AIM OF THE TASK:
Which lines in the records below contain the word "gating"? Copy each of them.

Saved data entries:
########################################
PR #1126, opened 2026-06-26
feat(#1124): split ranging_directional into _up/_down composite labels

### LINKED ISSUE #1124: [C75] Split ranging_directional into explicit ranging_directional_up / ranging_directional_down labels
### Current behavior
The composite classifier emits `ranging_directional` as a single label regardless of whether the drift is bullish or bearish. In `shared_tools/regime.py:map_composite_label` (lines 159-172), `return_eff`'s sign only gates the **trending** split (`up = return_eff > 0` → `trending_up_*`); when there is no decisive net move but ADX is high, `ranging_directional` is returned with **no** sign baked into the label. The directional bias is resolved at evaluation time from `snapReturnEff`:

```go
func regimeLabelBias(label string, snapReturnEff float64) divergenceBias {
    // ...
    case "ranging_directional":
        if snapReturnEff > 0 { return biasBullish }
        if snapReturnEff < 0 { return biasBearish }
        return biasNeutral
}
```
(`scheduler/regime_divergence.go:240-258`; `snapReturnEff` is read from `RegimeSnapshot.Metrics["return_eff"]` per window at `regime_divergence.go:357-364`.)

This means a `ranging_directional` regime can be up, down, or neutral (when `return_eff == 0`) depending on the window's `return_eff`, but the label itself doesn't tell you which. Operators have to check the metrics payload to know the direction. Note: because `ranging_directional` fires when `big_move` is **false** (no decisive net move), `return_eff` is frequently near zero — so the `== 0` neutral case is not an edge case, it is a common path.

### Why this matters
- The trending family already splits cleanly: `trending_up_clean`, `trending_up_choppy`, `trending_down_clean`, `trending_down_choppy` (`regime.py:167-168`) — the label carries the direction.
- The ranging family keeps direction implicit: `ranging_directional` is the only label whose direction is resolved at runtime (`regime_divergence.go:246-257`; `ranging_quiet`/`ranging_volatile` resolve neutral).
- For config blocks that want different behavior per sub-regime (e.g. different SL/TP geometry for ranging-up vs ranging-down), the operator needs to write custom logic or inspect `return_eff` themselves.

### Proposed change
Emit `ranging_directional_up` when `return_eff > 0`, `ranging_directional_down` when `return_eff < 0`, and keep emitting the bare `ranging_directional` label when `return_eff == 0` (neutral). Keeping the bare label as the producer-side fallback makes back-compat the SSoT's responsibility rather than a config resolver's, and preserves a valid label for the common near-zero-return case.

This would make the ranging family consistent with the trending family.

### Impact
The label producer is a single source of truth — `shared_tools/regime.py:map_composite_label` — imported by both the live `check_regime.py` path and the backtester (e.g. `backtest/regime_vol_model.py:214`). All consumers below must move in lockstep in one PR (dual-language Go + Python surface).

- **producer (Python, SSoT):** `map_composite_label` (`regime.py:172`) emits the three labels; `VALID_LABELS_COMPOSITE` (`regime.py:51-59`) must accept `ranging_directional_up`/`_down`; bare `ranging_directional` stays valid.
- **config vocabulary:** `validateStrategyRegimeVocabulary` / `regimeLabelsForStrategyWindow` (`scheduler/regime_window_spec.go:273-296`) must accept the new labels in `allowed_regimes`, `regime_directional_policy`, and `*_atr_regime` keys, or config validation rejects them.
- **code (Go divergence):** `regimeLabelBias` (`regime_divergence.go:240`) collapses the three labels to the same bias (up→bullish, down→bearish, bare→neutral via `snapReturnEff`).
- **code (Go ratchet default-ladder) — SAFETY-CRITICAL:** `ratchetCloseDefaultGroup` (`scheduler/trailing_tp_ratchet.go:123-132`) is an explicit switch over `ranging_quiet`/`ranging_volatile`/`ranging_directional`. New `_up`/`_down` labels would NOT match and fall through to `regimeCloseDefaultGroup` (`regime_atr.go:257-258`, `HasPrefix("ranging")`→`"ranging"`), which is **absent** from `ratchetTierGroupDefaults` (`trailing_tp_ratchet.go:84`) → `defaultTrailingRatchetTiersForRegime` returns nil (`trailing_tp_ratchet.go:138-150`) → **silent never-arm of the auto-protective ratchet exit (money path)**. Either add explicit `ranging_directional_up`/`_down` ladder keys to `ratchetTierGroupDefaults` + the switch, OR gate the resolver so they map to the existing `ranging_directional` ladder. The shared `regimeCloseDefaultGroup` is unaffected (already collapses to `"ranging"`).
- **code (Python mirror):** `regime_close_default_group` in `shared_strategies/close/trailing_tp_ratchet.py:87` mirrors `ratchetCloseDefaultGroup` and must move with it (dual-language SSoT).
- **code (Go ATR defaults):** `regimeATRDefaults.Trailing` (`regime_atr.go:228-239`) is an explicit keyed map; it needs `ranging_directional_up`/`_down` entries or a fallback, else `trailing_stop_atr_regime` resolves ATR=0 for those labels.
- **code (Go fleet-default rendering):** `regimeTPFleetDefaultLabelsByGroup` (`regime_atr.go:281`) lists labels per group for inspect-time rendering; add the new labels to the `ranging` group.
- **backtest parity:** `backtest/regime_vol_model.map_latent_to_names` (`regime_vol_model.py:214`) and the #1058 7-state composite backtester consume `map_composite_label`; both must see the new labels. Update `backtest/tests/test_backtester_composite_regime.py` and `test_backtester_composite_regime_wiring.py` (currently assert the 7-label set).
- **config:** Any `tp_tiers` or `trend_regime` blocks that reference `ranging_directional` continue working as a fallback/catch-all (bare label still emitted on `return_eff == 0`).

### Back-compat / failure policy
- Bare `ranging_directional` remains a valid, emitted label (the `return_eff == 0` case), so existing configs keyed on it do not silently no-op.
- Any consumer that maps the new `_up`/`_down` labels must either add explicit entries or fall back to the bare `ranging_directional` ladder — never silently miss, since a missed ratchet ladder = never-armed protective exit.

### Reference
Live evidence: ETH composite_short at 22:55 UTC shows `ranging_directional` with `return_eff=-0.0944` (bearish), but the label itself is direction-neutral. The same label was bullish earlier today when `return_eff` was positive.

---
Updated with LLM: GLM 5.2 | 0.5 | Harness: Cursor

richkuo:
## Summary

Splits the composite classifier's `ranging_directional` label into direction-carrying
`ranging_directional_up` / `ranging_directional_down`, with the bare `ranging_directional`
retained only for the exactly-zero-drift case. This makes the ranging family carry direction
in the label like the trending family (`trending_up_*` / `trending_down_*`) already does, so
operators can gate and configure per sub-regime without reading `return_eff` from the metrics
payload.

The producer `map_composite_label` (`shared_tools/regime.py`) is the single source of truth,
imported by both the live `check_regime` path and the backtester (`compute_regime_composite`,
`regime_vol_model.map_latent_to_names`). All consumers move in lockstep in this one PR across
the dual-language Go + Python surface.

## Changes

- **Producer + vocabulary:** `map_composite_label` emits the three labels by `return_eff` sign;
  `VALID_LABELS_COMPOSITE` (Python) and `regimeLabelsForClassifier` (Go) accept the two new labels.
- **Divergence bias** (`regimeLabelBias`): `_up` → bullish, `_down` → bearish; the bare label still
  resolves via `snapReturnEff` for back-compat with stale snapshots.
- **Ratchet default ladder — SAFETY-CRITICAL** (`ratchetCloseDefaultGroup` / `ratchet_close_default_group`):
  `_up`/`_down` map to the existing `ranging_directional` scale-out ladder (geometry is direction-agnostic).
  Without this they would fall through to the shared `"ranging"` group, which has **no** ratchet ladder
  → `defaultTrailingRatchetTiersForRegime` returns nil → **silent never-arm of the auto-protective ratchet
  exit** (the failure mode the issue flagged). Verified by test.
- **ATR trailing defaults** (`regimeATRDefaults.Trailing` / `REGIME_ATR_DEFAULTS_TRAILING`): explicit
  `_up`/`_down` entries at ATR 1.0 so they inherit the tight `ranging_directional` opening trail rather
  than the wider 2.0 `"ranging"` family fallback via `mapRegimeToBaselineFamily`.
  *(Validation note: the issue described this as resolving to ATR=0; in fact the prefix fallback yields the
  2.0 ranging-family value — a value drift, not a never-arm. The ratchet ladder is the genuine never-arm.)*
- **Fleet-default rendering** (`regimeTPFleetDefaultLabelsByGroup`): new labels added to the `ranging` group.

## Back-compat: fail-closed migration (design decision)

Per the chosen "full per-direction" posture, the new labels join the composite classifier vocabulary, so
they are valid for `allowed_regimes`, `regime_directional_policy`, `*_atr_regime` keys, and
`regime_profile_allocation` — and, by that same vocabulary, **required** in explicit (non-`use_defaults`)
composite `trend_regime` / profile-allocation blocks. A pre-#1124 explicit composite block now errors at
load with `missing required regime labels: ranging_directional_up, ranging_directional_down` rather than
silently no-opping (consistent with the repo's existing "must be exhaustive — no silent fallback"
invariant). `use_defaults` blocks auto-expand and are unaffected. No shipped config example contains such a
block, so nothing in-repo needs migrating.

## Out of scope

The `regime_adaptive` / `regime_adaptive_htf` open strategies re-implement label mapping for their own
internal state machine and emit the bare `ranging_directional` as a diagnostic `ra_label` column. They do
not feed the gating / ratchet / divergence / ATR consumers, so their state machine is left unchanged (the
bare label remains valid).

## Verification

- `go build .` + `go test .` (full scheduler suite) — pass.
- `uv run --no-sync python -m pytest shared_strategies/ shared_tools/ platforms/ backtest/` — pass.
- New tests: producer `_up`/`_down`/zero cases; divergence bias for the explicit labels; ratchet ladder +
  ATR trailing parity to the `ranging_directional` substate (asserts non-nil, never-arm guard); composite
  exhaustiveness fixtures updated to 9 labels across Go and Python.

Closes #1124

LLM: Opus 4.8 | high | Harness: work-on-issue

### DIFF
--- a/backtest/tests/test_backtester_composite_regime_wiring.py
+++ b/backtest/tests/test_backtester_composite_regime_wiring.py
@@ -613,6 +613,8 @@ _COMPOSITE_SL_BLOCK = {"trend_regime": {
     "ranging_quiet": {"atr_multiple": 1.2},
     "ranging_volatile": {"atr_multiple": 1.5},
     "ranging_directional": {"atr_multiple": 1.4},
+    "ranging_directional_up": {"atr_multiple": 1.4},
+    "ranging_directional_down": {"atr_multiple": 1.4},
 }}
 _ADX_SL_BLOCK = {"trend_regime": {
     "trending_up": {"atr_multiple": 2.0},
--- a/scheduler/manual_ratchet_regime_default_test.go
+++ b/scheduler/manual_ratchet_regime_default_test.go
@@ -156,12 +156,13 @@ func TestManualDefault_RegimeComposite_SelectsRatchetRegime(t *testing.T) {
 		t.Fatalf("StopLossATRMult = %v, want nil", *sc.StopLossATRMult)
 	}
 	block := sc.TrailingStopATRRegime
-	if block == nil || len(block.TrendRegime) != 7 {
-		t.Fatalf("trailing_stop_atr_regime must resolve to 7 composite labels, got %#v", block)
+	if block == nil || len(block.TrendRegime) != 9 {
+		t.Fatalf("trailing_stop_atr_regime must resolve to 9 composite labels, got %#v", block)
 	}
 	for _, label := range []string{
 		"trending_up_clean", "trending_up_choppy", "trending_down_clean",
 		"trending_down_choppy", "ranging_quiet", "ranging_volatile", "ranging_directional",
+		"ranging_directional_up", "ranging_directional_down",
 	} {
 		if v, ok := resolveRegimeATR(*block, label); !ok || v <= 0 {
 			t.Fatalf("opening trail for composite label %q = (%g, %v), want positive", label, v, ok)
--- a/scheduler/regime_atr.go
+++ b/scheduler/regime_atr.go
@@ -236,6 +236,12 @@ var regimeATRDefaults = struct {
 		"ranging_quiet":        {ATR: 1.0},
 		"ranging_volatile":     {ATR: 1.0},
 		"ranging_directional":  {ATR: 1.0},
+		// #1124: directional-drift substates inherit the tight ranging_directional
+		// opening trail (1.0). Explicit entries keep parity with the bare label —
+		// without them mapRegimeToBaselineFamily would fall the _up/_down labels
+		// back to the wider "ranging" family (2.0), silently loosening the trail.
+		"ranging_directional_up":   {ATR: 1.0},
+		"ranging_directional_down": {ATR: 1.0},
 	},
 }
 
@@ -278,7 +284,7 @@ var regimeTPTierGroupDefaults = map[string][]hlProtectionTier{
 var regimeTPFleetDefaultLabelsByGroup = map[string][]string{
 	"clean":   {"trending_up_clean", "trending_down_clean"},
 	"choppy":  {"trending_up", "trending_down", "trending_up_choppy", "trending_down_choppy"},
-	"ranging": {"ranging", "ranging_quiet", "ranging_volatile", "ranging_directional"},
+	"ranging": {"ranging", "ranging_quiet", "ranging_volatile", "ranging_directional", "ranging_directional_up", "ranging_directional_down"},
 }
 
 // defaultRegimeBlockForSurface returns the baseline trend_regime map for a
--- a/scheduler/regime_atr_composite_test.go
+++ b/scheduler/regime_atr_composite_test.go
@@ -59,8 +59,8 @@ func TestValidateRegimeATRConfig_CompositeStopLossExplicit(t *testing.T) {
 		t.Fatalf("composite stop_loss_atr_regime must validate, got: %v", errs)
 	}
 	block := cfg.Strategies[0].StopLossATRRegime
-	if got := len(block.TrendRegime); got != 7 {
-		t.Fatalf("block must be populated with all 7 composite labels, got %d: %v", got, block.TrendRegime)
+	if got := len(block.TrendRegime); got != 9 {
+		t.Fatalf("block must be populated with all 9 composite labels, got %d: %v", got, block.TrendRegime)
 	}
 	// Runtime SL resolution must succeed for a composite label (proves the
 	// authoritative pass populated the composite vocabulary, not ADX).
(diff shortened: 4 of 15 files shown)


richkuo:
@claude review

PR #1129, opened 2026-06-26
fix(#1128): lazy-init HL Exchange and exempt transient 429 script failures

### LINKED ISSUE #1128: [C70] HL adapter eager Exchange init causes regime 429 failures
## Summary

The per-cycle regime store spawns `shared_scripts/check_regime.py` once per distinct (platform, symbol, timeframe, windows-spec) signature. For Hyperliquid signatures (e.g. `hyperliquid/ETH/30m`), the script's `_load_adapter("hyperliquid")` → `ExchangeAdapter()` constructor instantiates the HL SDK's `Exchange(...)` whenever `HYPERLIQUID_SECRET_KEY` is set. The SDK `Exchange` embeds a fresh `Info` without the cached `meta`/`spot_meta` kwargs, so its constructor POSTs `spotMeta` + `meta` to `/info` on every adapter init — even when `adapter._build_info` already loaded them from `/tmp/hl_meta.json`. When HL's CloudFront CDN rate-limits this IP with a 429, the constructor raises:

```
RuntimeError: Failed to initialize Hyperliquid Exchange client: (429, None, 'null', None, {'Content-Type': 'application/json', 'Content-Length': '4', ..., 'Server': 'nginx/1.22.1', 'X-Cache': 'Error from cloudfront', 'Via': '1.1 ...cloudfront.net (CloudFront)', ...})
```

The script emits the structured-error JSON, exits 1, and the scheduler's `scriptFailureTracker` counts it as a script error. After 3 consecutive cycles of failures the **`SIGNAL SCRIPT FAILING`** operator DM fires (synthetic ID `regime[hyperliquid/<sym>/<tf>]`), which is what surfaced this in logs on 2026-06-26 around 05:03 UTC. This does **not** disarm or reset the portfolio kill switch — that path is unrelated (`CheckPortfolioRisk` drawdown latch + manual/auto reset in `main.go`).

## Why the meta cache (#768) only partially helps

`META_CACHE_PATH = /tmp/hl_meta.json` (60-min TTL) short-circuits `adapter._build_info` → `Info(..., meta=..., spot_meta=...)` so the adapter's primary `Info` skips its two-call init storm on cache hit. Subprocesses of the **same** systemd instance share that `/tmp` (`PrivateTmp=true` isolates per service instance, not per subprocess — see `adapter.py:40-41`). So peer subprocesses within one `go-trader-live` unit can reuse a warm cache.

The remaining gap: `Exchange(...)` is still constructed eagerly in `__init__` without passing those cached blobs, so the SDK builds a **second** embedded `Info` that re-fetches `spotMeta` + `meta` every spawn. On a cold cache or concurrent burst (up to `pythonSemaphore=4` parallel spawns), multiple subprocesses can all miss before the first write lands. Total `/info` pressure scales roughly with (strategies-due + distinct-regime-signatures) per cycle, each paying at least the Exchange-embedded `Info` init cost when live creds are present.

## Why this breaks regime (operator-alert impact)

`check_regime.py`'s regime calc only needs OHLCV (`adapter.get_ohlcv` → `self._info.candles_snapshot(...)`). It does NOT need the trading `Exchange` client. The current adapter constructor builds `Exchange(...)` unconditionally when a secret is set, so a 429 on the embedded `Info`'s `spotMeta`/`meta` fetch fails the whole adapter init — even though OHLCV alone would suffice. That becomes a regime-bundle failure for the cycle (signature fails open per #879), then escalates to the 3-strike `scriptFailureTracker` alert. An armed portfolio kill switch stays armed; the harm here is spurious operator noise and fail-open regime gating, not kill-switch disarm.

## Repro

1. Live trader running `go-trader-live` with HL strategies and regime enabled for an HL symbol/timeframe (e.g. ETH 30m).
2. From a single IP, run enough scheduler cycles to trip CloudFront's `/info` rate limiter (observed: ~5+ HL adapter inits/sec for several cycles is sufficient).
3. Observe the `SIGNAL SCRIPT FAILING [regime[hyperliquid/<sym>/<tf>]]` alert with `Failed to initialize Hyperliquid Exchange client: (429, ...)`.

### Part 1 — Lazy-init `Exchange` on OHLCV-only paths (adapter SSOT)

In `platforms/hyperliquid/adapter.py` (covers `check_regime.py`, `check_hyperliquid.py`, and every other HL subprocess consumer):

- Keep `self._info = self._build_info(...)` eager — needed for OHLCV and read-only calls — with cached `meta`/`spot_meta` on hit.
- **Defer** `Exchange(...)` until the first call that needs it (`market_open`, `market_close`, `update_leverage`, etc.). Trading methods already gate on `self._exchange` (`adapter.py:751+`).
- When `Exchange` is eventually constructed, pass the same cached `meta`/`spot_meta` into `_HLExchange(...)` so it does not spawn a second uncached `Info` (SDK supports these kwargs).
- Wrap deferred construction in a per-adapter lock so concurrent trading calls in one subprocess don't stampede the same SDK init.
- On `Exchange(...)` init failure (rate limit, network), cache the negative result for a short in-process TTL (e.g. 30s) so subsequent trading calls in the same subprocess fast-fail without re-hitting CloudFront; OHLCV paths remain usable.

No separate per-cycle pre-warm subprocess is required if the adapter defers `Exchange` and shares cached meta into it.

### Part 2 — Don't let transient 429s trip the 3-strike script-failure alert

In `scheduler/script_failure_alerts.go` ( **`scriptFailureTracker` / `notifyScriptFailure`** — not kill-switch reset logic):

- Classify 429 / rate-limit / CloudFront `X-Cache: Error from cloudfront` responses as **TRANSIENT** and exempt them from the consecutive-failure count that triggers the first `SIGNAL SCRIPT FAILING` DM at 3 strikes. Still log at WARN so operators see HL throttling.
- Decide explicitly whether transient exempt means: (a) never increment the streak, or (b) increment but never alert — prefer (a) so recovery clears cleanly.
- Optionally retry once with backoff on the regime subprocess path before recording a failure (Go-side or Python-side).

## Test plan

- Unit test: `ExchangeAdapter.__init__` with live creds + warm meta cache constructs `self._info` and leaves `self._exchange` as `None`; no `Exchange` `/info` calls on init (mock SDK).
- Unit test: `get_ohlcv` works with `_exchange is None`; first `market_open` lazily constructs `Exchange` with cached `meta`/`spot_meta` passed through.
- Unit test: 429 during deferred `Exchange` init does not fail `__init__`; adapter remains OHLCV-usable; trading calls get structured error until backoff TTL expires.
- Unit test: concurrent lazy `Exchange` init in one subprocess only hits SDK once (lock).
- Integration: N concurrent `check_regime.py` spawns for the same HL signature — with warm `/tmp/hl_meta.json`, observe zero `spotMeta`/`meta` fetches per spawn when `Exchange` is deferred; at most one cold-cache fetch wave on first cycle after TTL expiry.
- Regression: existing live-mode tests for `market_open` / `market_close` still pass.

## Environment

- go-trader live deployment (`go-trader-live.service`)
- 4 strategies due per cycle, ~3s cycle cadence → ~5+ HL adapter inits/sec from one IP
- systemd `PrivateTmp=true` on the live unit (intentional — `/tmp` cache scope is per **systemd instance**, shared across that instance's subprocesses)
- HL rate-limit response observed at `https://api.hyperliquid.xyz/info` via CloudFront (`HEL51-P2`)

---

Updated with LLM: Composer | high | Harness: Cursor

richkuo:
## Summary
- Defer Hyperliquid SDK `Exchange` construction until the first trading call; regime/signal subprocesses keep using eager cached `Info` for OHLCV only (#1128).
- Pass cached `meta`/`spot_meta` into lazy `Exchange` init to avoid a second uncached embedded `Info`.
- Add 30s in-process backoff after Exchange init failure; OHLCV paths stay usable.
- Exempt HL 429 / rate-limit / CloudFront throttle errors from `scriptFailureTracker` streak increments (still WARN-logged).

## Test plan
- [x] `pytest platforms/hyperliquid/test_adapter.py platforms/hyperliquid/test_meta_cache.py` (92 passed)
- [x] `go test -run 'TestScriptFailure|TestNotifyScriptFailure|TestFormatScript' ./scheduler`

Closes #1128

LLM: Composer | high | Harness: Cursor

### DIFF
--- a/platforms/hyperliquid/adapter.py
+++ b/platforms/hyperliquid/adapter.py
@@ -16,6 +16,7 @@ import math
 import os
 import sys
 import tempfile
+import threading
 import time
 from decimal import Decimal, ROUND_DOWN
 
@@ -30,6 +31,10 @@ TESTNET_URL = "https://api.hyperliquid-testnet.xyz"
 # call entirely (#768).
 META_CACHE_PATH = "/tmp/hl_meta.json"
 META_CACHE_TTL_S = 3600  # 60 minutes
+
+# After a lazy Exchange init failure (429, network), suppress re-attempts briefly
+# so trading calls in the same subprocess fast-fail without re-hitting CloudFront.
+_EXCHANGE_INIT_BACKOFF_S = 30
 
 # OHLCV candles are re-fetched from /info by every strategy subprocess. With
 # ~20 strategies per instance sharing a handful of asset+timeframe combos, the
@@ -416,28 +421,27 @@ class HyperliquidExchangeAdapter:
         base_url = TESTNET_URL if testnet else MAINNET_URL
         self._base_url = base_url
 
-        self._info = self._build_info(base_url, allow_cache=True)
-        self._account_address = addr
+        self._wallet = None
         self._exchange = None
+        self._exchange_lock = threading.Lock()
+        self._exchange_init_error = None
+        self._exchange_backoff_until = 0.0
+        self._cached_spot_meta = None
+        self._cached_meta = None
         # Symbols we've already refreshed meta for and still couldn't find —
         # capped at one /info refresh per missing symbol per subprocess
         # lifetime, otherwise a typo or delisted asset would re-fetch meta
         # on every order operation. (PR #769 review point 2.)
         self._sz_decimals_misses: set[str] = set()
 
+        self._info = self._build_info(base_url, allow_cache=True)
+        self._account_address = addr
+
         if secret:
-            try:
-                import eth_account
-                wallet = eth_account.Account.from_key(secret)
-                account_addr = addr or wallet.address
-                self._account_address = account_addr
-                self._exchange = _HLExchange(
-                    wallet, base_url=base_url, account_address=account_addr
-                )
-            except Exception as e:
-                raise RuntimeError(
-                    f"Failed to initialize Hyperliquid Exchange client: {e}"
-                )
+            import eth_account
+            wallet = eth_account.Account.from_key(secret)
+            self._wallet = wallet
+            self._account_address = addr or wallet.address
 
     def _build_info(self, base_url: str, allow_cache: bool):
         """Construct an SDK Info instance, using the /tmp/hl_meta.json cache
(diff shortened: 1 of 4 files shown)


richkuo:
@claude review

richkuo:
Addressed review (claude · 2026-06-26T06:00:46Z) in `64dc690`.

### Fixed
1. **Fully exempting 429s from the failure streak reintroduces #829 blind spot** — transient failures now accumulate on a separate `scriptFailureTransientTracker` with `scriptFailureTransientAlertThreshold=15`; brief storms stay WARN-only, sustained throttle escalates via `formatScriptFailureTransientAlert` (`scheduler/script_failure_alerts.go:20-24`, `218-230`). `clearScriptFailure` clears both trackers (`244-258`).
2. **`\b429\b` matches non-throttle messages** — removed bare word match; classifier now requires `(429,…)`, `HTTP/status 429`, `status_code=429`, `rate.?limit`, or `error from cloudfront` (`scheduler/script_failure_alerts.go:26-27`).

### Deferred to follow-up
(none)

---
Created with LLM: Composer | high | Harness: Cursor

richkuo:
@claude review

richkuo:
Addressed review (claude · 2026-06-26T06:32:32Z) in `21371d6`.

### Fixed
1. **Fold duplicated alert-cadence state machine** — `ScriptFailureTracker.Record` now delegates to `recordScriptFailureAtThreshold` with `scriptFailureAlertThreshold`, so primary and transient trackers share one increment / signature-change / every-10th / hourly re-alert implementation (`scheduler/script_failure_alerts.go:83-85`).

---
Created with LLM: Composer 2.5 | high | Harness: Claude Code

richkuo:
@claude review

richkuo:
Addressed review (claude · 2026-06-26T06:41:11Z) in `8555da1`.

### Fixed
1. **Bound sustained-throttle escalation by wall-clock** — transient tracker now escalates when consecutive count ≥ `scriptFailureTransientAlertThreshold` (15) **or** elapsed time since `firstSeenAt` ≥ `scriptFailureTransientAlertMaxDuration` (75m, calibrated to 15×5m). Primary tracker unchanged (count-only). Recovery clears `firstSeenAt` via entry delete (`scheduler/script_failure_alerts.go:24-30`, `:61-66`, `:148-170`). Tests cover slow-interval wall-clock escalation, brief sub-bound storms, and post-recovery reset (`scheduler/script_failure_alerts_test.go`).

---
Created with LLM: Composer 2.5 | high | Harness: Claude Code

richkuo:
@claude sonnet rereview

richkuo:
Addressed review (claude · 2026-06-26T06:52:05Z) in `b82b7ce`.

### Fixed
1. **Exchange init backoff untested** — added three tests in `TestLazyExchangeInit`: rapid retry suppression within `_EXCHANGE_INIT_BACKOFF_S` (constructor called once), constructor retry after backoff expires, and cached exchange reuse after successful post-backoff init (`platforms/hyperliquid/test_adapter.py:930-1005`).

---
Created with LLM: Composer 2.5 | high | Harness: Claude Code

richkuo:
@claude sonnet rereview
########################################
TASK ANSWER:
not feed the gating / ratchet / divergence / ATR consumers, so their state machine is left unchanged (the
`check_regime.py`'s regime calc only needs OHLCV (`adapter.get_ohlcv` → `self._info.candles_snapshot(...)`). It does NOT need the trading `Exchange` client. The current adapter constructor builds `Exchange(...)` unconditionally when a secret is set, so a 429 on the embedded `Info`'s `spotMeta`/`meta` fetch fails the whole adapter init — even though OHLCV alone would suffice. That becomes a regime-bundle failure for the cycle (signature fails open per #879), then escalates to the 3-strike `scriptFailureTracker` alert. An armed portfolio kill switch stays armed; the harm here is spurious operator noise and fail-open regime gating, not kill-switch disarm.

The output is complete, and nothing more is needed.